▶ _Entries provided_:

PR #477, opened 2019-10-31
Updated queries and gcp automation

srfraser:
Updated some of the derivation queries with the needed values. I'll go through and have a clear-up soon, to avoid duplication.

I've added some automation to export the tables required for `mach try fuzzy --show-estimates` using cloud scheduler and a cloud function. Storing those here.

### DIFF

---

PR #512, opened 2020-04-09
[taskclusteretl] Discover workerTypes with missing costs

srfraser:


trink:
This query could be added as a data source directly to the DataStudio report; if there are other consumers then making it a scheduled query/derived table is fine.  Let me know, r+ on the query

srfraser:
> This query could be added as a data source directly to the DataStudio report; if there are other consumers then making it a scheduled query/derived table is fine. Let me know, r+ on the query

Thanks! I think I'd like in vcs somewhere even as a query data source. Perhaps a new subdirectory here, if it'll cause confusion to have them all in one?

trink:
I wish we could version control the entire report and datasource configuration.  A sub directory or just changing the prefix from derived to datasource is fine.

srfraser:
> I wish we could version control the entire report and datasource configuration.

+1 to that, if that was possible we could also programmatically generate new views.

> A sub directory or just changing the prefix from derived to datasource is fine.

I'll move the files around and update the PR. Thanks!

▶ _Task to carry out_: Copy out the lines above that hold the string "with".

▶ _Completed exercise_:
Updated some of the derivation queries with the needed values. I'll go through and have a clear-up soon, to avoid duplication.
[taskclusteretl] Discover workerTypes with missing costs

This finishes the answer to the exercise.